Wouldn't it be great if you could bring your own alcohol to a concert, festival, fair or anywhere with long concession lines? Even the thought of the prices you pay for just one beer or alcoholic beverage is usually enough to dissuade me from venturing to these events, but then throw in the crowded wait, and it's enough to make me decide my couch is a much better venue. I won't even get into the morally sugeestvie tipping culture that happens with bartenders either. Of course, I don't mean if you were sitting at a bar all night—you should definitely be tipping those guys.
To help out event-goers, a company in Germany called One Two Beer GmbH has found a possibly convenient and useful solution to shorten the lines so attendees don't miss any part of their event by waiting in line for a coveted beverage.

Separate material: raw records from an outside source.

PR #1942, opened 2026-07-15
refactor(ui): extract char skin picker + skin event overlay from hud.ts

jgyy:
## Summary

`src/ui/hud.ts` is one of the four logic coordinators the repo forbids growing
further (root `CLAUDE.md`). This PR went through several earlier revisions,
including a version that extracted the cosmetic skin-roll overlay alongside
the character-sheet skin picker; upstream's own `release/v0.27.0`
domain-module-tree refactor independently extracted that same overlay into
`SkinEventController` (`src/ui/hud/cosmetics/skin_event_controller.ts`) plus
a sibling `PlayerCardController`, superseding roughly half of this branch's
original extraction. This revision keeps upstream's controllers as-is (they
already satisfy the "extract skin-event overlay out of `hud.ts`" goal, and as
a full controller class) and trims this PR down to the piece upstream had
**not** extracted: the character-sheet skin (chroma) picker row, following
the pure-core / thin-painter recipe in `src/ui/CLAUDE.md`.

- New `src/ui/char_skin_window.ts` (147 lines): moves `paintCharSkinPicker`
  out of `hud.ts` (renders the class/mech skin swatch row on the character
  sheet, including the mech-chroma unequip control), plus its supporting
  `classCss` helper. It reuses upstream's `mechChromaName` from
  `./hud/cosmetics` instead of duplicating it.
  - `hud.ts` exposes the fields/callbacks the module needs via one
    `CharSkinPainterHost` interface, built explicitly by a private
    `skinHost()` accessor (a deps object of bound closures, the same idiom
    `SkinEventController` and `BagsWindow` already use for this), not a
    structural cast, so tsc keeps checking every member of the seam.
- `tests/char_skin_window.test.ts` (6 cases) covers the extracted DOM-driven
  picker directly: the no-row no-op, class-swatch rendering and selection,
  clicking a class swatch (commits the skin, re-mounts the preview), the mech
  catalog and unequip control appearing once a chroma is unlocked (and being
  omitted when it is not), and clicking a mech swatch (commits the skin,
  awaits the mocked asset-preload promise, then re-mounts the preview). The
  removed skin-event overlay helpers already have coverage under
  `tests/skin_event_model.test.ts` and `tests/skin_event_controller.test.ts`.
- The file is named `_window.ts`, not `_painter.ts`: it is a cold/modal
  component (opened rarely, not per-frame), so it is intentionally NOT
  registered in the `HOT_PAINTERS`/`PainterHost` per-frame write-elision
  contract (`tests/hud_perf_budget.test.ts`'s completeness sweep only
  requires that classification for files matching `*_painter.ts`).

This is a pure logic relocation for the picker row: the DOM string/attribute
output is unchanged for the same inputs. See the Screenshots section below
for the visual-regression proof of the picker itself; the skin-event overlay
screenshots that an earlier revision of this PR included have been dropped
since that code is no longer part of this diff (it lives entirely in
upstream's `SkinEventController` now).

## Follow-up: shared tab-strip building block

Second commit on this branch, a different kind of extraction: not a window
moved out of `hud.ts`, but a **new reusable building block** other windows
compose from instead of hand-rolling their own chrome. Five windows
(`social_window.ts`, `market_window.ts`, `talents_window.ts`,
`daily_rewards_window.ts`, `mailbox_window.ts`) each independently hand-roll
the same WAI-ARIA tab-strip markup (`role=tablist`/`role=tab`,
`aria-selected`, a roving `tabindex`). The keyboard-navigation math already
lives in one shared core (`roving_index.ts`); the markup and the click/keydown
wiring did not.

- New `src/ui/tab_strip_view.ts` (pure, `UI_PURE_CORES`-registered): a
  `tabStripModel()` + `tabStripHtml()` pair that turns a small descriptor
  (aria-label, tab/strip classes, panel id, `{id,label}` tabs, selected id)
  into the tablist markup.
- New `src/ui/tab_strip_painter.ts` (thin, DOM-only): `wireTabStrip()` wires
  click plus roving Arrow/Home/End/Enter/Space over the existing
  `roving_index.ts` core, and reports whether a selection came from the
  keyboard (`focusFollow`) so the caller only refocuses the newly active tab
  on a keyboard move, matching the WAI-ARIA tabs pattern.
- `src/ui/social_window.ts` is the first migration: its five tabs (friends /
  guild / ignore / block / raid) now build through `tabStripModel` +
  `tabStripHtml` and wire through `wireTabStrip`, replacing ~40 lines of
  hand-rolled markup and keyboard handling. Byte-identical markup and
  behavior for the same inputs (see `tests/social_window.test.ts`, updated to
  pin composition of the shared modules instead of the markup it used to
  build inline; the pin now also asserts an exact `role="tab"` count, not
  just presence of each expected id).
- New `tests/tab_strip_view.test.ts` (model selection, markup shape, escaping)
  and `tests/tab_strip_painter.test.ts` (click / roving keys / Enter-Space /
  a non-navigation key / an unmatched tab class wiring nothing, via a
  hand-rolled fake DOM per the `tests/CLAUDE.md` convention; the fake's
  `querySelectorAll` filters by the class in the selector, matching its
  `querySelector`, so a wrong `tabClass` at a call site fails the test
  instead of silently wiring every tab).

**Generalized for the other real tab strips, not just social's shape** (a
third commit on this branch): `talents_window.ts` uses `<div role="tab">`
elements with a spent-points badge after the label, and
`daily_rewards_window.ts`'s woc-store tabs give each tab its own element id
and let the panel reference it via `aria-labelledby` instead of the strip
driving `aria-controls`. Rather than leave the shared core fitted only to
social's plain-button shape, `tabStripModel`/`tabStripHtml` now take an
optional per-tab `extraHtml` (a badge), an optional tab `tag` (`'button'`
default, `'div'`), a per-tab `buttonId`, and an optional `panelId`
(`aria-controls` is omitted when absent); `wireTabStrip` takes an optional
roving `orientation` (`'horizontal'` default, `'both'` for a future
vertical/grid strip, the same knob `roving_index.ts` already exposes); and a
new `focusActiveTab(container, tabClass, selectedClass)` factors out the
"refocus the newly selected tab after a keyboard move" step every future
caller needs, which `social_window.ts` now calls instead of hand-rolling the
query. `social_window.ts`'s own output and behavior are unchanged (still a
plain button strip). `market_window.ts` and `mailbox_window.ts` stay out of
scope for this core: they use a different toggle-button (`aria-pressed`)
pattern, not real WAI-ARIA tabs.

**Proven with a second real consumer** (a fourth commit on this branch):
`talents_window.ts`'s class/spec tab strip now also builds through
`tabStripModel`/`tabStripHtml` (using the `tag: 'div'` + `extraHtml` knobs
above for its spent-points badge) and wires through `wireTabStrip` +
`focusActiveTab`, replacing its own hand-rolled markup and roving-keyboard
handler. Same `tal-tab`/`active`/`tal-body` classes and id as before; two
differences from the old hand-rolled markup are worth calling out rather than
claiming byte-identical output: the migrated strip drops the old
`<span class="tal-tab-label">` wrapper around the label text (verified inert:
that class has zero references anywhere else at head, and `.tal-tab`'s flex
gap still separates the label from the `.tt-pts` badge without it) and
changes attribute order, and Enter/Space now also refocuses the active tab
after re-render, matching social's behavior (an improvement over the old
`keyboardActivate` path, which did not). `tests/talents_window.test.ts` gets
the same composition pins `tests/social_window.test.ts` already has. The
building block is now used by two windows, not designed-but-unused.

`daily_rewards_window.ts`'s woc-store tabs are left as a follow-up: unlike
social/talents (which fully re-render the window on a tab switch),
daily_rewards mutates the existing tab buttons' `aria-selected`/`tabindex`
attributes and a shared panel's `aria-labelledby` in place without a full
re-render, so wiring it onto `wireTabStrip`'s re-render-driven `onSelect`
needs a small restructure of its own, better as its own scoped PR than
folded into this one.

```mermaid
flowchart TD
    subgraph shared["Shared building block"]
        view["tab_strip_view.ts<br/>(pure model + markup)"]
        painter["tab_strip_painter.ts<br/>(click / roving keyboard wiring)"]
    end
    roving["roving_index.ts<br/>(shared roving-tabindex math)"]
    painter --> roving

    social["social_window.ts<br/>(migrated, plain button)"]
    talents["talents_window.ts<br/>(migrated, div tag + badge)"]
    daily["daily_rewards_window.ts<br/>(follow-up: needs a small\nre-render restructure first)"]
    market["market_window.ts<br/>(out of scope: aria-pressed toggle, not tabs)"]
    mailbox["mailbox_window.ts<br/>(out of scope: aria-pressed toggle, not tabs)"]

    social --> view
    social --> painter
    talents --> view
    talents --> painter
    daily -.-> view
    daily -.-> painter
```

## Related issues

N/A

## Type of change

- [x] Tests

## How was this tested?

- Commands:
  - `npx vitest run tests/char_skin_window.test.ts tests/skin_event_model.test.ts tests/skin_event_controller.test.ts tests/char_window.test.ts tests/architecture.test.ts tests/hud_perf_budget.test.ts tests/painter_host.test.ts`
  - `npx vitest run tests/tab_strip_view.test.ts tests/tab_strip_painter.test.ts tests/social_window.test.ts tests/talents_window.test.ts tests/talents.test.ts tests/architecture.test.ts tests/social.test.ts`
  - `npx tsc --noEmit`
  - `npx @biomejs/biome check --write` on all changed files (0 errors)
  - `npx vite build`
  - `npm run gate`

## Screenshots / recordings

Pure logic relocation for the picker row: `src/ui/char_skin_window.ts`
produces byte-identical DOM to the pre-extraction `hud.ts` for the same
inputs, so nothing a player sees should change. Captured before/after pairs
for the character-window skin picker (multiple skin/mech-chroma options
selected), on desktop and mobile, to confirm the extraction did not change
anything visually.

### Character skin picker (character window)

Desktop:

| Before | After |
|---|---|
| before desktop skin picker | after desktop skin picker |
| before desktop skin picker option 2 | after desktop skin picker option 2 |
| before desktop skin picker option 3 | after desktop skin picker option 3 |

Mobile (landscape, the game's only mobile orientation):

| Before | After |
|---|---|
| before mobile skin picker | after mobile skin picker |
| before mobile skin picker option 2 | after mobile skin picker option 2 |
| before mobile skin picker option 3 | after mobile skin picker option 3 |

The automated beer tapping system uses a mobile tap head, built using igus' dryspin spindle which is from a family line of dryspin lead screws, nuts, and assemblies. The spindle allows the tap to quickly drive to the bottom of the cups and fill them in just 5 seconds without foaming. And that doesn't seem significantly shorter than a human serving you up a drink, but when you take conversational transaction out of the equation, it's likely saving a decent amount of time overall.

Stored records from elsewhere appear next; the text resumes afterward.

PR #1932, opened 2026-07-14
test(i18n): freshness red-path probe (do not merge)

FernandoX7:
Deliberately staled slice: a catalog value edited without npm run i18n:gen. The pr-gate freshness step must go red; this proves acceptance criterion 4 of toolchain-modernization Phase 1 (PR #1931). Close unmerged after the run.

PR #1946, opened 2026-07-15
test(i18n): pr-checks freshness red-path probe (never merge)

FernandoX7:
Deliberately staled slice probe for Phase 3 (toolchain modernization): adds a catalog key without regenerating the committed artifacts, so the relocated freshness step in the new pr-checks job must turn red on this PR. Pushed with --no-verify because the pre-push floor correctly blocks staled slices locally (tsc types the resolved slices against the catalog shape). Observed and then closed unmerged; mirrors the Phase 1 probe PR #1932. DO NOT MERGE.


FernandoX7:
Probe confirmed: the relocated freshness step in pr-checks turned red exactly as designed (run 29388336786: i18n:gen and the coverage summary green, 'Verify committed i18n artifacts are fresh' failed with the per-file hunks naming the staled slices, typecheck and builds never ran). Closing unmerged, mirroring the Phase 1 probe PR #1932.

PR #1949, opened 2026-07-15
fix(talents): trim shadow priest and frost mage mastery outliers to caster parity

ryan-foo:
## Summary

Follow-up to the balance druid fix (#1919). Auditing all 27 specs for the same always-on multiplier problem surfaced two more caster masteries sitting well above their siblings.

**Shadow priest (Vespers)** carried two damage fields, `dotDmgPct 0.15` AND `spellDmgPct 0.10`. On a DoT those compound with Gloamveil Form's +15% shadow-school amp:

```
form_shadow 1.15  x  (1 + spellDmgPct 0.10)  x  (1 + dotDmgPct 0.15)  =  1.455 per tick
```

That is the pre-fix balance druid outlier (~1.45), before any talent point, on a DoT-centric spec. Every other caster mastery is a single damage field.

**Frost mage (Cryomancy)** gave `+25%` on frostbolt where every sibling caster mastery is `+15%` on its primary (arcane, elemental). It was the only permanent single-nuke outlier.

## Change

- Shadow: drop the `spellDmgPct 0.10` half of Vespers, leaving `dotDmgPct 0.15`. The form stays the general shadow multiplier and the mastery is the DoT specialization. DoT falls to ~1.32 (in band with feral bleed), direct shadow to ~1.15 (form only).
- Frost: frostbolt/frost_nova mastery `dmgPct 0.25` to `0.15`, matching arcane/elemental. The ability-scoping stays (the mage's off-school fire/arcane spells are untouched), only the magnitude drops. Aligns with the spec's own "trades peak burst for survival and slows" flavor.

## Considered and left alone

**Elemental shaman** was flagged in the audit but excluded: fully specced its primary nuke is ~1.53 vs arcane's ~1.59, so it is in band with its true sibling. The earlier flag compared a fully-specced node stack to a mastery-only yardstick. Nerfing it would put it below arcane.

## i18n

Non-English mastery descriptions generate from the effect automatically (`tTalent` -> `effectDescription`), so they track the new numbers with no overlay edits. The English descriptions are updated to match (pinned by `tests/talent_tooltip_accuracy`).

## Testing

- `tests/mastery_mechanism.test.ts`: pins both trims (shadow Vespers is dot-only with no spellDmgPct; frost frostbolt scales 1.15 not 1.25).
- Parity goldens unaffected (no golden trace casts these; suite green with no regen).
- `talent_tooltip_accuracy`, `talents`, `localization_fixes` (S3), `localization_coverage`, `guide`, `architecture` all green.

### DIFF
--- a/src/sim/content/talents_classic.ts
+++ b/src/sim/content/talents_classic.ts
@@ -1255,14 +1255,17 @@ const MAGE_SPECS: SpecDef[] = [
     'A controlling caster who trades peak burst for survival and slows.',
     'icy_veins',
     'Brittlebreak',
-    'Increases your Frost spell damage by 25%. Increases armor by 10%.',
+    'Increases your Frost spell damage by 15%. Increases armor by 10%.',
     // The scalable mastery axis is the Frost-kit damage (ability-scoped so the
     // mage's fire/arcane baseline spells stay untouched); armor is the static
     // secondary. Crit-vs-rooted identity returns as a Shatter-style row option.
+    // The 15% magnitude matches the other caster masteries (arcane/elemental
+    // spellDmgPct 0.15) so frostbolt is not a permanent outlier over its siblings;
+    // the ability-scoping stays so the mage's off-school spells are untouched.
     {
       ability: [
-        { ability: 'frostbolt', dmgPct: 0.25 },
-        { ability: 'frost_nova', dmgPct: 0.25 },
+        { ability: 'frostbolt', dmgPct: 0.15 },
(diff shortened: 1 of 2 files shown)


ryan-foo:
Folded into #1919, which is now the combined caster mastery balance pass (moonkin + shadow priest + frost mage). The shadow/frost commit was cherry-picked onto #1919's branch, so this PR's changes ship there. Closing to keep the caster balance work in one reviewable PR.

PR #1950, opened 2026-07-15
feat(enchanting): per-slot build variety and a shard-consuming Greater tier

ryan-foo:
## Summary

Expands the Enchanting content table (`src/sim/content/enchants.ts`) from one enchant per slot into a proper two-layer table, and closes the `arcane_shard` dead-end.

### Base tier (arcane_dust, some arcane_essence)
Several stat-axis options per slot so every build has a reachable enchant for each of its slots:
- **Weapon:** adds an Agility option beside the existing Might (str) and Spellpower (int).
- **Caster slots** (helmet, shoulder, neck, legs): Intellect options.
- **Healer:** a Chest Spirit option.
- **Physical/melee** (shoulder, waist, gloves, boots, ring): Strength/Agility options.
- **Tank:** Reinforcement (armor) enchants on helmet and chest, plus a Boots Stamina.
- **Ring:** Strength/Agility/Intellect beside the existing Spirit.

### Greater tier (arcane_shard + arcane_essence)
A stronger top-end enchant on the five highest-impact slots: weapon (Greater Might / Greater Spellpower), helmet (Greater Fortitude), chest and legs (Greater Stamina), gloves (Greater Agility). These are the **only** consumer of `arcane_shard`, the material an epic/legendary disenchant yields (`DISENCHANT_MATERIAL_BY_QUALITY` in `professions/enchanting.ts`). Before this change a shard was an unspendable dead-end currency.

## Notes

- **Data-only.** No mechanic or resolution-logic change: the existing `applyEnchant`/`disenchant` paths already handle multi-reagent costs and any stat bonus, so this is a pure expansion of the declarative table.
- Magnitudes follow the existing base-tier convention (primary ~4-6, sta ~6-10); Greater is a modest same-axis step up, never a gear-doubling jump. The owner can retune any value.
- Enchant `name` fields are not surfaced anywhere yet (Enchanting is not wired to a UI/vendor), so no i18n keys are involved.

## Testing

Adds an ENCHANTS table-integrity suite to `tests/professions_enchanting.test.ts`:
- every enchant is well-formed (id matches its key, a valid slot, real reagent item ids in positive counts, a real non-empty stat bonus using only categories `recalcPlayerStats` reads);
- every enchantable slot has at least one enchant (full slot coverage);
- `arcane_shard` has at least one consumer (the dead-end regression);
- a Greater (shard-consuming) enchant applies end to end and grants its bonus.

`npx vitest run tests/professions_enchanting.test.ts` (all green; exact count omitted per the anchor rule, counts drift), plus `tests/architecture.test.ts`, `tests/progression.test.ts`, `tests/localization_fixes.test.ts`, and `tests/localization_coverage.test.ts` green in isolation; `tsc --noEmit` clean for the changed files.

Companion PRD: #1925 specs this enchanting loop at the design level; its R6 (the arcane_shard dead-end) is delivered by this PR, and the PRD now cross-links back here.


jgyy (commented):
Solid, well-scoped data-only PR. It stays inside `src/sim/content/enchants.ts` (declarative content, no new sim logic, no new seam needed), reuses `ctx.removeItem`/`ctx.countItem` for the shard sink same as every other reagent (still server/sim-authoritative, nothing client-trusted), and adds real end-to-end coverage for the new Greater tier including the `arcane_shard` sink. Every reagent/item id referenced resolves to a real `ITEMS` entry; ran `tests/professions_enchanting.test.ts` locally, all green.

nit: the file header comment at the top of `enchants.ts` still says "Scope (v1): one simple, always-known enchant per equippable item slot," which now directly contradicts the "two layers" note this PR adds right below it. Worth updating so the next contributor isn't misled.

nit: PR body says the test file has "24 pass," actual run is 20. Harmless, but the anchor-rule in CLAUDE.md exists precisely to avoid citing counts that drift, so worth fixing in the description.

informational: companion PR #1925 is a PRD covering this same enchanting loop at the design level and doesn't reference this PR; not required for either to merge independently, but worth cross-linking for context.

ryan-foo:
Both nits fixed (eb31ae479): the enchants.ts header now documents the two-tier model up front (always-known per-slot basics on arcane_dust, plus the shard-consuming Greater tier as the sole arcane_shard sink) instead of the stale v1 one-enchant-per-slot scope, and the PR body's test count is corrected to the real 20 (the anchor rule is right, counts drift). Cross-linked the companion PRD #1925, which now also points back here as delivering its R6. Merged release/v0.27.0 cleanly (now the PR base); enchanting and progression suites 37/37, tsc clean.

Festival or event staff can place cups side by side on the automated system, press a button, and the mobile tap heads do the rest, descending into the bottom of the cups to fill them from below. According to One Two Beer, "This bottom-up approach prevents foaming while pouring rapidly as well as reducing labor costs for vendors."
The design of this novel beer-bot was a particular challenge as Tamas Kozma, Chief Information Officer at One Two Beer explains. "In order to enable tapping within seconds, a fast and low-friction linear guide was essential. Since our machine works in the food sector, a 100% lubrication-free application with FDA compliance was crucial for us."
The system was supposed to work accurately to the tenth of a millimeter, be as compact as possible for fast transport, and be insensitive to the harsh festival environment, including dust, high temperatures, and condensation. To make this design a reality, the company turned to igus' linear guide unit consisting of a compact lead screw and lead nit from the dryspin series and a matching stepper motor.
The tap is mounted on a flange lead screw nut from the dryspin JFRM series. and then moves up or down when the NEMA 23 lead screw stepper motor rotates the lead screw. While relatively simple, some unique features exist: the lead screw nut is made of FDA-compliant high-performance plastic, a self-lubricating material that allows for low-friction dry operation. This creates a polymer that will not become a magnet for dirt due to the lubrication or grease and it's easy to clean with regular old water or high pressure. The hygienic guide system, with its pairing of plastic and stainless steel, also prevents corrosion and requires no maintenance, since there's no need for lubriation.